» **EXERCISE INSTRUCTIONS**
Your output should be each line from the material below that has the word "requests".

» **DATA RECORDS**
● ● ● ● ● ● ●

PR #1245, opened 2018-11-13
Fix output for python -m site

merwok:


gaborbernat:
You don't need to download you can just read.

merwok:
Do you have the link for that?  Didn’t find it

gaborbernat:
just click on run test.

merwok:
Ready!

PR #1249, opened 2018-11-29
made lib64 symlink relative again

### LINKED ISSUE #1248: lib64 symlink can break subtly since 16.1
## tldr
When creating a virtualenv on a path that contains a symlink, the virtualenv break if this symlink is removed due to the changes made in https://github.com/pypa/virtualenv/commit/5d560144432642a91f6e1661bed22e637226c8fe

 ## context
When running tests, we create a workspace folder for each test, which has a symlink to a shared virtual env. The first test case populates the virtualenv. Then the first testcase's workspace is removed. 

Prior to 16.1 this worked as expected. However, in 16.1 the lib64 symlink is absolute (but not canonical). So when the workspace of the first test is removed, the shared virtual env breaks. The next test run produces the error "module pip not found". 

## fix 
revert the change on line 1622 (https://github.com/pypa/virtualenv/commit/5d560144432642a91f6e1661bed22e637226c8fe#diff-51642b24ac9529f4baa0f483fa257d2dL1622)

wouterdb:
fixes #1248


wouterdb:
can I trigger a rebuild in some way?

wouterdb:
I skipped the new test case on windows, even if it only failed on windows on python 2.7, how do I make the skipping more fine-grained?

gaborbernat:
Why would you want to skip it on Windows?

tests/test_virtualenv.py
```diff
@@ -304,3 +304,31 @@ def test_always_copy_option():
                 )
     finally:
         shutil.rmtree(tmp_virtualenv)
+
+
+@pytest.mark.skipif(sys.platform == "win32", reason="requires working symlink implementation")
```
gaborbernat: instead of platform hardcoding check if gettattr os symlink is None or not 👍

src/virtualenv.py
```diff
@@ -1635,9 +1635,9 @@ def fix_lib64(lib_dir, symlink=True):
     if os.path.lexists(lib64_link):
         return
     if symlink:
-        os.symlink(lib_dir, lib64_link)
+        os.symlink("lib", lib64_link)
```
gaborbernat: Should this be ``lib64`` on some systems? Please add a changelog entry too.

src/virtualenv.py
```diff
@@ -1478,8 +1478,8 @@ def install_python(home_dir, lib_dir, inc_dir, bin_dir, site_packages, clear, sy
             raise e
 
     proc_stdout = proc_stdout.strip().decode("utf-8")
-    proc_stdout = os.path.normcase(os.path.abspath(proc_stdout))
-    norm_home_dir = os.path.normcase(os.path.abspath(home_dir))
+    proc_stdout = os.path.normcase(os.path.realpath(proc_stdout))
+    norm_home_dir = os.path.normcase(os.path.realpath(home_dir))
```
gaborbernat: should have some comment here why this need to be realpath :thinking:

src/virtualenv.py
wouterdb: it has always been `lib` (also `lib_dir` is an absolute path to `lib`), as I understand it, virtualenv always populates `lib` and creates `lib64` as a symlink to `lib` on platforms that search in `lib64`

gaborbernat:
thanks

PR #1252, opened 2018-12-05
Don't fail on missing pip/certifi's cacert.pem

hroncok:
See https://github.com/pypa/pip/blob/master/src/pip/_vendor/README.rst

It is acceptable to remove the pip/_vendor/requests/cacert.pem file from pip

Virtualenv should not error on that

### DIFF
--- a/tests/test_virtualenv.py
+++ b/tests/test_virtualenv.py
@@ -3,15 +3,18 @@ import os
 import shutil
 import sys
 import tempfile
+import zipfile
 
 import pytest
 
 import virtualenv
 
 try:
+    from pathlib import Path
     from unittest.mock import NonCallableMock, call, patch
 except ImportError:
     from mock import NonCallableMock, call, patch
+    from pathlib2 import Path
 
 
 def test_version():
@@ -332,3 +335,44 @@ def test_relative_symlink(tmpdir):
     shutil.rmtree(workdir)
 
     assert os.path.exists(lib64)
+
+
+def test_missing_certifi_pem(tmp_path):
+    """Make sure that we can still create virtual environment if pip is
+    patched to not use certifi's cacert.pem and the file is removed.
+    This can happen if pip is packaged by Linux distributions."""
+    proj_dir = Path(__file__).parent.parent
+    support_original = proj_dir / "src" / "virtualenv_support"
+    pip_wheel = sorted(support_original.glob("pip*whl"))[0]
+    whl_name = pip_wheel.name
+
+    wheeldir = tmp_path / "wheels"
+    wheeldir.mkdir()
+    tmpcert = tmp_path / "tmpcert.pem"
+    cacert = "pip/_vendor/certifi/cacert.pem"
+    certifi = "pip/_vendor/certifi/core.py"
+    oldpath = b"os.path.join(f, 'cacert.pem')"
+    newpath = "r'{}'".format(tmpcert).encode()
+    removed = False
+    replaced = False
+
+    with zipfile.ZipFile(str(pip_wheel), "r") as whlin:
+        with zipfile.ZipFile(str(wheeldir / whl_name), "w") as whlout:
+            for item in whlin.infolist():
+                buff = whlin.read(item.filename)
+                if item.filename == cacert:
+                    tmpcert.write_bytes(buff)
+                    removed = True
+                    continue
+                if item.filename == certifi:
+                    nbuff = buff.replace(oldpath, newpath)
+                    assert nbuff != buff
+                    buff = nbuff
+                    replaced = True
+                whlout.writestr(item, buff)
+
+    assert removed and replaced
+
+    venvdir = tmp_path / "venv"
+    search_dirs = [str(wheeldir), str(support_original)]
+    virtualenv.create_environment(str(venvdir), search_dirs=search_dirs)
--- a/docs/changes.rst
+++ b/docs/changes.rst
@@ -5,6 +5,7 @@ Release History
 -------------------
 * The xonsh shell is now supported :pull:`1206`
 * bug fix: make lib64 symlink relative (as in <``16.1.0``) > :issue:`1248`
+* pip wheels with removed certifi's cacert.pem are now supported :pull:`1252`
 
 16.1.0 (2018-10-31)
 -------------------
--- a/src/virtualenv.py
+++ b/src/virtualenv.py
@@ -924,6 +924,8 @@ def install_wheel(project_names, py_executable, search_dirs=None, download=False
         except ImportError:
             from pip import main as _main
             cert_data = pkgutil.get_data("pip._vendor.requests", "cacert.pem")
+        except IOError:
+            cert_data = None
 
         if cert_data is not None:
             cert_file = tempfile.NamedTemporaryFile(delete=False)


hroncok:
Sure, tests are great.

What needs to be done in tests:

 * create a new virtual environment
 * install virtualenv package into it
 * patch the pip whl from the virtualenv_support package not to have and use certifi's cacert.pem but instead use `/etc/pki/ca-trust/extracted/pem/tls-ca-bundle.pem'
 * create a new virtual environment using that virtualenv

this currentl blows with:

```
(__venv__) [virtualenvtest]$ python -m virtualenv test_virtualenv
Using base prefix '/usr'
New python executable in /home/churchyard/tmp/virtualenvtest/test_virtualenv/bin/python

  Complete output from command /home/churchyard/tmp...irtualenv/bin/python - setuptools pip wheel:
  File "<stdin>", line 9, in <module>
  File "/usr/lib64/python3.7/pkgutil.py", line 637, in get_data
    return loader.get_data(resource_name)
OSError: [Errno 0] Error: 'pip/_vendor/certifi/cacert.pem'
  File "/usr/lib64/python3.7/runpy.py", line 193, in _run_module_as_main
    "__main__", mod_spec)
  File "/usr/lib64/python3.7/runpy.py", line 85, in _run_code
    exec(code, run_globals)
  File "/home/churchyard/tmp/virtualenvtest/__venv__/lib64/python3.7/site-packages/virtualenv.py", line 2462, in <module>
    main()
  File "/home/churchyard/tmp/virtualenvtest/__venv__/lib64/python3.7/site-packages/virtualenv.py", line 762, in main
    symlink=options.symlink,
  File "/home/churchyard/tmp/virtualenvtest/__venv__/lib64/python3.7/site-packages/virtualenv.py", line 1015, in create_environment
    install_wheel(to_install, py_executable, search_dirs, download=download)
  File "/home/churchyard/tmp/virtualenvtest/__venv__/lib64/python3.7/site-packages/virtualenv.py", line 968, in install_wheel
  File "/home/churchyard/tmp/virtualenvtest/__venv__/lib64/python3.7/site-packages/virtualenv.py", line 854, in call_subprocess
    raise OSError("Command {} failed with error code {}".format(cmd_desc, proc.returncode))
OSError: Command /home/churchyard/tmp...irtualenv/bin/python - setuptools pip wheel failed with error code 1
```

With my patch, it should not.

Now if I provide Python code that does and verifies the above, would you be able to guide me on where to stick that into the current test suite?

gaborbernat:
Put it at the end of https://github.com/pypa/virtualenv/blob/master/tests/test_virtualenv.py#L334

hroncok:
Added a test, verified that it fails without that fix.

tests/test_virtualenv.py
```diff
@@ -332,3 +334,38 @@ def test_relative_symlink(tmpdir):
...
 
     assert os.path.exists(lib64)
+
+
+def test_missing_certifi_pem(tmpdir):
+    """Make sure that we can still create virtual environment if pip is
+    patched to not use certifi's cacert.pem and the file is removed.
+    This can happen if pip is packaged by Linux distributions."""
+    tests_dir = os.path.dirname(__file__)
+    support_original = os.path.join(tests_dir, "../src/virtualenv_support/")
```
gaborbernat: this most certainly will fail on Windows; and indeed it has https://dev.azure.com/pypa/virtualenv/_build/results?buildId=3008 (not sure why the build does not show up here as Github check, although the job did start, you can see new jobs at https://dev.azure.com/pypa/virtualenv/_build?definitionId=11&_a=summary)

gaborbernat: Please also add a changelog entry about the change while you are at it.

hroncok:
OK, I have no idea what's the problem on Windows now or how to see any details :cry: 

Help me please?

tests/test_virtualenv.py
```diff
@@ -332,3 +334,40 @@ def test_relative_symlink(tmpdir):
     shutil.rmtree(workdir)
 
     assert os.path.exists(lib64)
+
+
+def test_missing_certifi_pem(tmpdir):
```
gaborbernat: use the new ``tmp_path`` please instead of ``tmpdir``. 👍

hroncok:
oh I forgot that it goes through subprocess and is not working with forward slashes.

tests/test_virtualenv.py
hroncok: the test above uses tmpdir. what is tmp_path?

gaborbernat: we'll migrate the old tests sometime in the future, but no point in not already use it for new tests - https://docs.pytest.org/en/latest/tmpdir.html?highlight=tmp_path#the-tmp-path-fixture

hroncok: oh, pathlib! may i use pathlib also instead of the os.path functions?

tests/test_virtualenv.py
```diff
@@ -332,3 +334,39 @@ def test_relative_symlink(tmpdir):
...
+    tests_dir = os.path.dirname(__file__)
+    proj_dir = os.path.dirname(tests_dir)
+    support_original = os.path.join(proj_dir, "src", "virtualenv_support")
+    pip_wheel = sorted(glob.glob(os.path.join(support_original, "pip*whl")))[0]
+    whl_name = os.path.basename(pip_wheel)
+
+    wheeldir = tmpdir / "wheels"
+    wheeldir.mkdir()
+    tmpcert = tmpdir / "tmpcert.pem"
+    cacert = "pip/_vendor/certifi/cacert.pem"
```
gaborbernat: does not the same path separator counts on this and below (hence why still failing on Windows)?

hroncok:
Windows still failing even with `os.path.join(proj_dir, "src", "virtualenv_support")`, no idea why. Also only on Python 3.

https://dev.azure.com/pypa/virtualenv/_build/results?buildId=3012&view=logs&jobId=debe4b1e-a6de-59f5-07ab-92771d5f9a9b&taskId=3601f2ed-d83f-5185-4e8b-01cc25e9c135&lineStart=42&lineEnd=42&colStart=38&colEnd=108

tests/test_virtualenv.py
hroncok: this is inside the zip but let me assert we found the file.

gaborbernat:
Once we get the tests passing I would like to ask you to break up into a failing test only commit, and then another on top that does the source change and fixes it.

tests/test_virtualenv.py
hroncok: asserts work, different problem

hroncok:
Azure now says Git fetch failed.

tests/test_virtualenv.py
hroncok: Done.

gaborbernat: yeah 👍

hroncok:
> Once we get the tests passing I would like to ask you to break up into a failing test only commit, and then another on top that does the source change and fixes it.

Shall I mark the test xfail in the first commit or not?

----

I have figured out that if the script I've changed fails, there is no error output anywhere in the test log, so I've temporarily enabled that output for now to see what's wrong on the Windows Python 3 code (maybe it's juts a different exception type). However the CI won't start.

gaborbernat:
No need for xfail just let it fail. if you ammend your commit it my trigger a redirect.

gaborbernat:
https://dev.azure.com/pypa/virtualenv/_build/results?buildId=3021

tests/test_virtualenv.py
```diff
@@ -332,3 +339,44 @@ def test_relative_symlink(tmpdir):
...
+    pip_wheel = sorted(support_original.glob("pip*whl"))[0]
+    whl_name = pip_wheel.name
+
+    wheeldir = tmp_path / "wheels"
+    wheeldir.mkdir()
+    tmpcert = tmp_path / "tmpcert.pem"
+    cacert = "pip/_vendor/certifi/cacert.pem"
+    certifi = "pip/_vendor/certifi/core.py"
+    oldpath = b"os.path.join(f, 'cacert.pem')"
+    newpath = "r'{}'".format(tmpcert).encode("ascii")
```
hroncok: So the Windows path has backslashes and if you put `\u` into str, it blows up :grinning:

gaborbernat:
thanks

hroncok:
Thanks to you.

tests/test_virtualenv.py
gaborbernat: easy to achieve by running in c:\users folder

● ● ● ● ● ● ●

» **THE COMPLETED TASK**
It is acceptable to remove the pip/_vendor/requests/cacert.pem file from pip
             cert_data = pkgutil.get_data("pip._vendor.requests", "cacert.pem")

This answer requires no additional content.